BEGIN Material shown

PR #3520, opened 2026-09-08
perf(qwen4_exp): long-context decode and MTP verify rows on the gathered QSA arms

Rascal:
### TLDR
Increasing the token generation speeds for large contexts.

### Summary

Above 32k tokens of context, Qwen3.8-Flash-Next backbone decode rows and Lightning-MTP verify rows attend through the gathered QSA arms instead of reading the whole KV cache densely, so decode speed stays nearly flat with context. On an M5 Max (128 GB) against current `main` (b908f563), serial decode is +7.5% at 63k, +18% at 134k and +28% at 229k tokens; with the adaptive MTP controller it is +8.5%, +25% and +36% under production sampling and +15%, +29% and +32% under greedy decoding. Below the threshold both branches take the same path and measure the same.

Eight commits on top of `main` b908f563:

1. **`_gather_kv_rows`: gather QSA rows on the cache's own layout instead of copying it.** Both gathered arms fetched their selected K/V rows by transposing the whole cache to token-major and reshaping it, a full copy per call whose cost grows with context. The new helper takes the selected rows along the token axis of the stored `(B, H, N, D)` cache (per batch element above batch one) and returns them in the same shape and order. Per QSA layer per token on the M5 Max:

   | cached tokens | transpose + reshape (before) | `mx.take` along the token axis (after) | dense masked SDPA |
   |---|---|---|---|
   | 41k | 0.65 ms | 0.32 ms | 0.43 ms |
   | 82k | 0.91 ms | 0.25 ms | 0.42 ms |
   | 206k | 1.83 ms | 0.27 ms | 0.66 ms |

   This copy is why the gathered arms looked slower than dense attention on M5 (30b085c7 measured them 1.4–3× slower and gated the prefill arm to ≥ 16 query rows). Bit-identical output; a test checks the helper against the old code for batch 1 and 2 and that its cost no longer grows with context.

   The stored-layout take is the right form for one to a few query rows, but the gathered *prefill* arm calls the same helper with 64 query rows per sub-chunk, and there the old copy is cheaper up to about 100k tokens: the take reads the selected rows once per query row, while the copy pays for the cache once and then gathers flat. Per QSA layer per 64-row sub-chunk (2,051 selected rows), M5 Max:

   | cached tokens | token-major copy + flat gather | take along the token axis |
   |---|---|---|
   | 16k | 0.58 ms | 1.55 ms |
   | 65k | 0.90 ms | 1.02 ms |
   | 131k | 1.19 ms | 1.04 ms |
   | 206k | 1.49 ms | 1.05 ms |

   The helper now dispatches on both: 32 or more query rows against a cache under 128k tokens take the copy, everything else the take (`_gather_kv_rows_token_major` / `_gather_kv_rows_stored`). Decode and verify rows are unaffected. Tests check both forms bit-identical against the old code on rank-two and rank-three index shapes and pin the dispatch at 1, 4, 16 and 64 rows across 4k to 206k tokens.

1b. **Native sparse-GQA tests: reference built with the new helper.** Four tests in `tests/test_qwen4_qsa_sparse_gqa.py` gathered their FP32 reference through the removed helper; they only run where the extension is built, so CI did not see them. Fixed to use `_gather_kv_rows`.

1c. **Decode-width indexer scores stay on MLX ops on NAX GPUs.** With the `glm_moe_dsa` extension built, the gathered decode arm reached the native `qwen4_qsa_indexer_scores` kernel, which on the M5 Max is slower than the portable expression for the few rows a decode or verify step carries, while it wins clearly from 64 rows up where prefill runs it. Per QSA layer at 134k tokens:

   | query rows | native kernel | MLX ops |
   |---|---|---|
   | 1 | 0.77 ms | 0.27 ms |
   | 4 | 0.36 ms | 0.26 ms |
   | 16 | 0.36 ms | 0.30 ms |
   | 32 | 0.39 ms | 0.39 ms |
   | 64 | 0.40 ms | 0.54 ms |
   | 2048 | 5.1 ms | 11.8 ms |

   The native kernel now engages from 32 query rows on NAX GPUs (`OMLX_QWEN4_QSA_NATIVE_SCORE_MIN_ROWS` overrides; other GPUs keep it everywhere). Serial decode on the gathered arm with the kernel off for those rows: +4% at 63k, +8% at 134k, +11% at 229k; prefill unchanged.

1d. **Same for the top-k (from 8 rows) and the sparse GQA attention kernel (from 24 rows).** The native top-k ties or loses to `argpartition` at one to four rows and wins from eight; with both selection kernels off for decode rows the serial arm reached +15% at 229k instead of +11%. The native sparse attention is the largest of the three at few rows: the whole gathered arm at 134k tokens, per layer:

   | query rows | native attention | gathered SDPA |
   |---|---|---|
   | 4 | 1.56 ms | 0.70 ms |
   | 8 | 1.58 ms | 0.87 ms |
   | 16 | 1.65 ms | 1.36 ms |
   | 24 | 1.67 ms | 1.83 ms |
   | 64 | 1.74 ms | 3.93 ms |

   Four to eight rows are the MTP verify steps, so the kernel was costing about 10 ms per verify cycle across the 12 QSA layers. `OMLX_QWEN4_QSA_NATIVE_TOPK_MIN_ROWS` and `OMLX_QWEN4_QSA_NATIVE_MAIN_MIN_ROWS` override the thresholds. All three gates apply on NAX GPUs only; elsewhere the native kernels keep engaging at every width, as before.

2. **Keep long-context text rows on the gathered QSA arms.** Two pieces:

   - *Server side.* The VLM adapter proved text-only (rank-two) positions only under a one-shot proof armed per text prefill chunk; decode and MTP-verify steps rebind positions through the batch rope-delta path and arrive at the language model as `(3, 1, T)` mRoPE planes, so the decode arm's rank-two predicate never held in the live server and backbone rows always took the dense path. The scheduler now marks a request as text-only at insert (`mark_text_positions`), the step-time binder (`set_step_rope_deltas`) turns that into a step-scoped proof for single-row batches, and the adapter emits rank-two positions for those steps above the context threshold. No per-step host sync: the proof is bookkeeping set at prefill time. Multimodal requests keep the rank-three planes and the official path. The MTP proxy forwards the two seams explicitly.
   - *Model side.* Verify rows (`target_verify`, batch one, causal, index-aligned, above the indexer budget) route through `_gathered_text_prefill(..., target_verify=True)`, which threads the verify-width Q/K/V, indexer and output projections. The draft head already took the gathered decode arm because it passes no positions; with the backbone on the same path, head and target agree more at long context and per-draft acceptance rises 4–10 points at 82k (code 69→73%, prose 64→74%).

3. **Gate the gathered verify arm on rank-two positions.** The verify arm first accepted broadcast-identical `(3, 1, T)` planes through `_broadcast_text_mrope_position_ids`, so MTP verify rows went gathered from the 2k indexer budget on, below the step threshold, and paid two host syncs per positions array for the plane comparison: −14% / −8% / −5% adaptive tok/s at 4k / 8k / 16k under greedy decoding, and enough changed accepted tokens to make the depth controller park. Requiring absent or rank-two positions (which the adapter emits only above its threshold) restores +3% / +2% / +1% at those sizes; both arms now follow one gate.

**Threshold.** `OMLX_QWEN4_STEP_TEXT_POSITIONS_MIN_CONTEXT` defaults to 32768. Measured on the M5 Max with the arms forced on versus off at fixed context: serial crosses over near 12k (4k −2.0%, 8k −0.3%, 16k +0.3%, 31k +2.3%), adaptive MTP under production sampling near 16k, but adaptive MTP under greedy decoding (deeper drafts, more verify rows) only near 36–40k (32k −11.1%, 40k +3.1%, 48k +1.6%, 63k +14.1%). 32k is the smallest value that loses nothing in any regime; users who only run sampled decoding can lower it to 16384.

### Switches

| variable | default | effect |
|---|---|---|
| `OMLX_QWEN4_STEP_TEXT_POSITIONS` | `1` | `0` keeps decode/verify steps on the rank-three positions (arms never engage for backbone rows) |
| `OMLX_QWEN4_STEP_TEXT_POSITIONS_MIN_CONTEXT` | `32768` | context (tokens) from which the step proof engages |
| `OMLX_QWEN4_QSA_GATHERED_VERIFY` | `1` | `0` keeps verify rows on the dense path even when decode rows gather |

### Measured in the server

M5 Max 128 GB, High Power, Qwen3.8-Flash-Next-oQ4e-mtp, one interleaved chain per mode (B A A B, fresh server per arm, two passes per prompt), code prompts of 1,950 … 109,600 words, 512-token completions. Mean of four; `main` b908f563 → this branch (9e19561b), both with the native kernel extensions built (an earlier chain without the sparse-attention extension measured the fallback path and overstated the branch by up to 20 points at 229k; those numbers are withdrawn).

#### Serial decode (MTP off, greedy):

| context | main | this branch | |
|---|---|---|---|
| 3.9k | 62.7 | 62.5 | −0.4% |
| 7.7k | 61.3 | 61.2 | −0.1% |
| 16k | 59.4 | 59.5 | +0.1% |
| 32k | 57.5 | 57.3 | −0.3% |
| 63k | 53.7 | 57.7 | +7.5% |
| 134k | 47.3 | 55.7 | +17.7% |
| 229k | 40.9 | 52.4 | +28.1% |
p2_serial

#### Adaptive Lightning MTP (max depth 3) with "real life" sampling (temperature 1, top-p 0.95, top-k 20, thinking on):

| context | main | this branch | |
|---|---|---|---|
| 3.9k | 62.1 | 64.8 | +4.4% |
| 7.7k | 62.7 | 62.6 | −0.1% |
| 16k | 63.6 | 64.5 | +1.5% |
| 32k | 62.1 | 58.7 | −5.4% (arms 56.6 and 61.2; the greedy run below shows +1.2% at the same size) |
| 63k | 53.2 | 57.7 | +8.5% |
| 134k | 45.3 | 56.8 | +25.4% |
| 229k | 39.2 | 53.4 | +36.1% |
p2_mtp_temp_1

#### Adaptive Lightning MTP (max depth 3) under greedy decoding (temperature 0, thinking on):

| context | main | this branch | |
|---|---|---|---|
| 3.9k | 70.2 | 69.5 | −0.9% |
| 7.7k | 74.3 | 76.3 | +2.6% |
| 16k | 67.8 | 66.1 | −2.5% |
| 32k | 63.8 | 64.6 | +1.2% |
| 63k | 58.0 | 66.4 | +14.6% |
| 134k | 48.6 | 62.6 | +28.7% |
| 229k | 44.1 | 58.5 | +32.4% |
p2_mtp_temp_0

Greedy runs are deterministic, so their per-cell spread is about 2% (the 3.9k row carries one 62 tok/s sample among 70–75 on each side); per-draft acceptance is 76.9% on `main` and 78.6% on this branch, 2.04 and 2.17 tokens per cycle. Greedy MTP drafts deeper than sampled MTP, so more verify rows per cycle and a larger gain from keeping them off the dense path: `main` parked its controller 4–5 times per arm, this branch 0–3. What the branch changes is the cost of a speculative cycle at long context. From the greedy arms' own MTP stats, backbone time per cycle and tokens per cycle, `main` → this branch: 16k 26.9 → 28.3 ms at 1.97 → 2.04, 63k 29.5 → 31.0 ms at 1.93 → 2.39, 134k 32.9 → 27.1 ms at 1.79 → 1.87, 229k 44.6 → 37.2 ms at 2.36 → 3.13. Per emitted token that is 13.7 → 13.9 ms at 16k, 15.3 → 13.0 at 63k, 18.4 → 14.5 at 134k and 18.9 → 11.9 at 229k: the branch's cycles cost no more where they carry the same rows, and at long context they carry more rows for less time.

Sampled runs generate different text each pass, so their spread is about 8% per cell (serial about 3%); rows at and below 32k run the same code on both sides and sit inside it (the 32k cell's two branch arms read 56.6 and 61.2). Per-draft acceptance is 73.1% on `main` and 74.5% here, 1.91 and 1.99 tokens per cycle. The adaptive controller parked MTP in 14 of 15 requests per arm on `main` and 3–7 on this branch: with the verify rows off the dense path and the few-row kernels on MLX ops, the speculative cycle stays cheap enough at long context that the controller keeps drafting.

### Tests

`tests/test_qwen4_qsa_gather_rows.py` (both gather forms bit-identical to the old path, dispatch by query count and context, flat cost for few rows), `tests/test_qwen4_qsa_verify_gather.py` (verify-row eligibility and routing), `tests/test_qwen4_qsa_native_indexer.py` (the three native kernels yield to MLX ops below 32/8/24 rows on NAX GPUs only, env overrides), `tests/test_qwen4_qsa_sparse_gqa.py` (native-only reference repaired), `tests/test_qwen4_text_positions_binders.py` (scheduler marking and step binder), additions to `tests/test_vlm_model_adapter.py` (rank-two steps only with proof, kill switch, minimum context, unregister clears) and `tests/test_scheduler_chunked_prefill.py` (prefill records the proof). All Qwen4, adapter and scheduler tests pass on the rebased tree (248).

### Related work

- #3320 (draft) routes Lightning-MTP verify windows through the gathered arm above 65,536 tokens with a one-time in-model proof that the three mRoPE planes agree, plus a native BM8 indexer tile and pooled-index retention across rollback. It keeps the copying gather (so its arm pays the cost in the first table) and does not cover plain decode rows, which is where most of the serial gain here comes from; its 65k gate was measured against that copy. The gather fix in this PR applies to #3320's arm unchanged.
- The `OMLX_QWEN4_GATHERED_MIN_QUERY` gate from 30b085c7 (default 16 rows) was calibrated against the copying gather. It no longer reaches MTP windows on this branch: verify rows take `_gathered_text_verify_eligible`, which has no row minimum, and in the MTP profiles every 2 to 4-row backbone forward is a verify call. Re-measured on native kernels with the few-row gates above, the gathered arm beats the dense causal SDPA at every width from 2 rows up (per QSA layer, gathered / dense: 4 rows 0.64 / 3.66 ms at 65k, 0.67 / 7.19 ms at 134k, 0.74 / 12.2 ms at 229k; 2 rows 0.55 / 1.11, 0.55 / 1.74, 0.64 / 2.83 ms; 16 rows 1.26 / 2.77, 1.34 / 5.66, 1.48 / 11.5 ms). The gate now only decides sub-16-row non-verify calls (tail prefill chunks, history passes), which the profiles do not show at all, so the default is left as is; lowering it to 2 would be safe.


pierre427:
Nice result, and I think the root-cause framing here is exactly right: on M5 the gathered arms looked slower than dense not because of a bandwidth roofline but because each call materialized a full token-major copy of the cache, and that copy grows with context. We landed on the same diagnosis from a different direction and wanted to share where it took us, including where our approach is worse than yours.

**What we built.** Rather than fixing the copy in the gather, we replaced the gather with an indexed split-K attention kernel: it reads the selected K/V rows *by block index* out of the stored `(B, H, N, D)` layout — 64-slot chunks as the unit of association — so there's no transpose and no per-call cache copy, same as your `mx.take`, but it also does the softmax reduction in-kernel with a fixed merge tree.

The expensive lesson was correctness. "Exact vs the gather baseline" turned out to mean *cloning the native `sdpa_vector_2pass` arithmetic* — 128 interleaved streams, pre-scaled q, the fast-exp path, bf16 partial boundaries, 32-simdgroup second pass — not writing a cleaner reduction of our own. Our first, "better" contract (contiguous chunks, precise exp, fp32 partials, sequential merge) was bit-identical on small shapes but diverged from gather by ~0.06 in the chosen-logprob at 16K, which is enough to flip a token on a real verify transaction. Only after we made the kernel reproduce the native kernel's arithmetic exactly did digests match.

**How it performs** (M5 Max, B=1, self-MTP k=2, the same Flash-Next / 4-bit-A3B profile):

- Isolated attention vs gather: ~2.8× at 16K rising to ~11× at 128K (M=3); M=1 crosses over between 32K and 64K (≈1.1× at 64K, ≈1.5× at 128K).
- End-to-end decode vs gather: **+11% at 16K, +21% at 32K, +42% at 64K**, digest-identical.

So the split-K reduction buys a lot at M>1 and very long context, on top of killing the copy.

**Why your `mx.take` version may be the better tool anyway.** The honest accounting of our approach:

1. **Build-pinned admission.** Because the kernel clones the native arithmetic exactly, it's married to a specific mlx build — we gate it behind an allowlist plus a hash of the SDPA kernel header. When the deployed interpreter's mlx build doesn't match, the kernel *silently declines and falls back to the gather*. That bit us: a serving venv on a slightly different mlx build ran the slow copy in production and nobody noticed until a receipts run caught the fallback reason. A one-line `mx.take` has none of this — it's the same code on every build.
2. **The fallback still copies.** Below the crossover, or whenever admission declines, we're back on the transpose+`take_along_axis` path — i.e. exactly the copy you removed. Your change would strictly improve *our* fallback.
3. **M>1 isn't free to turn on.** The M=3 path is exact but still gated, because widening the verify window changes the verify token stream (not just latency) and needs its own digest sign-off.
4. **Near-tie vs dense.** Our exactness contract holds against the gather; against dense-masked attention, digests differ at ~1/256 positions with ~0.2-logit margins — in-band, but not something we'd call bit-identical.

Net: a custom split-K kernel wins where the *reduction* is the cost (M>1, 64K+), but it carries a brittle build-hash gate and a large maintenance surface, and its fallback is the thing you just fixed. `mx.take` wins where the *copy* is the whole cost (M=1, short-to-mid context) with none of that fragility. The split that's been on our mind is a hybrid: `mx.take` row-gather as the default, and the custom kernel only in the band where split-K's reduction actually pays. Your PR makes the default half of that trivial.

jundot:
@pierre427 Thanks for sharing the details, especially the work needed to reproduce the native SDPA arithmetic. That distinction between matching gather and matching dense is useful.

I also reproduced a dense/gather argmax difference by replaying the same input against cloned KV caches. With a fixed MTP depth, repeated gathered runs produced identical 512-token outputs, while dense and gathered outputs differed. My checks with a 32K Code (Python) background showed no clear quality regression: MMLU was 877/1000 versus 880/1000, and HumanEval was 159/164 versus 158/164, for dense and gathered respectively. Those results support the change, though they don’t establish equivalence.

I’ve now retested the updated PR on an M3 Ultra. Its prefill dispatch recovered the earlier slowdown while preserving the long-context decode gain, and keeping the original gather for all prefill offered no clear end-to-end advantage. I’m comfortable keeping `mx.take` as the default.

Your split-K results look promising as a separate optimization, particularly for MTP verification. If you have a public implementation or repro harness, I’d be interested in testing it on M3 Ultra too.

jundot:
@Rascal Thanks for the work on this and the updated prefill dispatch. The long-context decode improvement is meaningful, and the latest changes recovered the prefill slowdown I measured earlier.

I tested `Qwen3.8-Flash-Next-oQ4e-mtp` on an M3 Ultra with 512 GiB, using identical oMLX Code (Python) contexts, temperature 0, adaptive Lightning MTP up to depth 3, and caching disabled.

Each cell below is **prefill / decode tok/s**. “My split” keeps the original gather for ordinary prefill and the new gather for decode/verification.

| Version | 16K | 128K | 200K |
|---|---:|---:|---:|
| Main `94530d8d` | 829.0 / 61.0 | 753.8 / 49.6 | 723.1 / 46.4 |
| Original PR `e6288443` | 767.4 / 61.1 | 712.1 / 59.3 | 695.9 / 50.2 |
| Original PR + my split | 831.0 / 62.1 | 754.4 / 59.2 | 720.4 / 50.0 |
| Updated PR `9e19561b` | 835.7 / 62.1 | 757.1 / 59.2 | 722.3 / 50.1 |
| Updated PR + my split | 826.8 / 60.0 | 753.6 / 58.9 | 723.2 / 50.2 |

These were single sequential runs with thermal variation. The generation limit was 512 tokens; the 16K case reached EOS after 122.

In repeated isolated QSA measurements, my split reduced prefill time by 8.9% at 128K and 1.0% at 200K, with identical outputs. However, the server prefills only 131,071 tokens of a 128K request, so your updated dispatch already keeps it on the original path. At 200K, my split saved only 0.32 seconds of TTFT. I don’t see a clear end-to-end reason to replace your updated dispatch.

I also compared dense (A) and gathered (B) attention with fixed MTP depth 3 and a shared 32K Code (Python) background:

| Evaluation | Dense A | Gathered B |
|---|---:|---:|
| MMLU, 1,000 questions | 877/1,000, 87.70% | 880/1,000, 88.00% |
| HumanEval, all 164 tasks | 159/164, 96.95% | 158/164, 96.34% |

Neither paired score difference was statistically significant. These extended-context checks showed no clear quality regression, though they predate the updated head and don’t establish equivalence.

Greedy outputs do differ between dense and gathered attention. With fixed depth, repeated gathered runs produced identical 512-token outputs, but dense and gathered diverged at token 225. Replaying the same input against cloned KV caches reproduced the argmax difference, so this isn’t solely an adaptive-MTP timing effect.

The results look reassuring, and I’m leaning toward merging. I’d like to run a few more controlled greedy comparisons on the updated head before doing so. Thanks again for the substantial long-context improvement and the follow-up work on prefill.

moc375:
Adding an M3 Ultra 512GB data point from when this was the p2 branch (head 7699f2e, same runs we posted over on #3469): single stream, greedy, ~70.9k ctx → 77.2/76.9 tok/s prose / 89.3/89.4 code, ~88.6k → 72.5/76.6, ~110.9k code → 64.2/64.8. Isolated gathered-vs-dense at 64k on our box came out +27-34%.

The decode slope staying flat past 32k is the part we care about most — our long agent sessions live in that range. Hoping this one lands.

moc375:
## Production validation on M3 Ultra 512GB — four fleet records, repro steps inside

**TLDR**: We've been running this branch's lineage (7699f2e + the merged #3469 content) on two production instances since tonight. All four context tiers set fleet records, and the full-machine-exclusive numbers below are what convinced us to ship it before merge.

### Environment

M3 Ultra 512GB · Qwen3.8-Flash-Next-oQ4e-mtp (125B MoE, 6B active) · greedy, streaming, single stream unless noted · env: `HC_FUSED=1`, `EAGER_DISPATCH=1`, `ROW_GATHER=1`, MTP depth adaptive. **The whole machine runs one engine instance** — see the field note below, it matters more than we expected.

### Single-stream decode ladder (tok/s, three rounds, 3 iters each)

| ctx | r1 | r2 | r3 | best |
|---|---|---|---|---|
| 1k | 155.9 | 149.5 | 162.6 | **162.8** |
| 16k | 79.8 | 74.1 | 86.0 | **86.1** |
| 32k | 80.2 | 76.4 | 80.6 | **89.8** |
| 64k | 78.3 | 73.9 | 89.5 | **89.5** |

Engine telemetry: tok/cycle 1.8–2.45, accept 50–84%, backbone ≈37 ms/cycle, zero parks, zero errors across ~500 requests in two nights.

### Field note: resident siblings halve these numbers

With two sibling engine instances merely *idle but resident* on the same box (their keepwarm ticks + resident weights), the identical requests measure 46–62 @16k instead of 74–86. We spent an evening chasing this as "window drift" before isolating it. For anyone benchmarking multi-instance hosts: stop the siblings, don't just quiet them.

### Concurrency (warm cache, plain batching — no forced MTP)

| shape | per-session | aggregate |
|---|---|---|
| c=2 × 4k | 43.3 / 42.8 (3 identical rounds) | 86 |
| c=4 × 4k | 15–40 | 88–96 |
| c=2 × 16k | 29.7 / 30.0 | 60 |
| c=4 × 16k | 15–27 | 76 |

### One honest data point for review

Our own #3265 batched-MTP path, measured against plain batching on this branch under controlled warm-cache A/B (4k/16k × c2/c4, all four combos): −14% to −27% aggregate. So on this hardware the best concurrent shape is native batching + your gathered arms; #3265's durable value is the crash-fix lineage, not throughput. The third commit's verify gating (rank-two) may matter less on M3 Ultra: the ungated base shows no measurable sub-16k cost here (1k = 155–162), unlike the −14% you saw on M5 Max.

### Reproduction

```
# one engine on the box, model lazy-loads on first request
# prompt: repeated prose sized ~5.1 chars/token, e.g. target 16384 tokens
curl -s localhost:PORT/v1/chat/completions -d '{
  "model": "Qwen3.8-Flash-Next-oQ4e-mtp",
  "messages": [{"role": "user", "content": "<prose filler>"}],
  "max_tokens": 300, "temperature": 0, "stream": true,
  "stream_options": {"include_usage": true}}' | ...
# decode tok/s = completion_tokens / (total - TTFT) from chunk timestamps;
# cross-check the engine's "MTP[..] tok/cycle / accept / backbone ms" lines
```
Methodology and full JSON: https://github.com/moc375/blog (qwen4-speculative-decoding).

### Acknowledgments

@Rascal — the root-cause framing on the transpose-copy cost, the invitation to test your p2 branch, and these two commits are now literally what our production fleet runs at night. The independent reader who reproduced the single-stream stack at 104.8 on a 256GB M5 box deserves a nod too. This is the best of upstream collaboration: you built the speed, we tried our best to break it and couldn't.

jundot:
@Rascal Thanks again for the long-context decode improvement and the follow-up work on prefill. Exact greedy equivalence with dense attention isn’t guaranteed, but my evaluations found no clear evidence of quality degradation, and the updated PR preserved the decode gains while recovering prefill performance.

One thing I’ll address in a follow-up: when a prefix-cache hit skips prefill entirely, the text-only marker isn’t set, so that request misses the gathered decode/verify path. I’ll preserve that eligibility for verified text-only cache hits and update the stale module description alongside it.

LGTM, merging.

END Material shown

→ Task objective
Given the records above, reproduce precisely and only the lines between the line holding "52.4 | +28.1% |" and the line holding "p2_mtp_temp_0", inclusive.

→ Solved exercise
| 229k | 40.9 | 52.4 | +28.1% |
p2_serial

#### Adaptive Lightning MTP (max depth 3) with "real life" sampling (temperature 1, top-p 0.95, top-k 20, thinking on):

| context | main | this branch | |
|---|---|---|---|
| 3.9k | 62.1 | 64.8 | +4.4% |
| 7.7k | 62.7 | 62.6 | −0.1% |
| 16k | 63.6 | 64.5 | +1.5% |
| 32k | 62.1 | 58.7 | −5.4% (arms 56.6 and 61.2; the greedy run below shows +1.2% at the same size) |
| 63k | 53.2 | 57.7 | +8.5% |
| 134k | 45.3 | 56.8 | +25.4% |
| 229k | 39.2 | 53.4 | +36.1% |
p2_mtp_temp_1

#### Adaptive Lightning MTP (max depth 3) under greedy decoding (temperature 0, thinking on):

| context | main | this branch | |
|---|---|---|---|
| 3.9k | 70.2 | 69.5 | −0.9% |
| 7.7k | 74.3 | 76.3 | +2.6% |
| 16k | 67.8 | 66.1 | −2.5% |
| 32k | 63.8 | 64.6 | +1.2% |
| 63k | 58.0 | 66.4 | +14.6% |
| 134k | 48.6 | 62.6 | +28.7% |
| 229k | 44.1 | 58.5 | +32.4% |
p2_mtp_temp_0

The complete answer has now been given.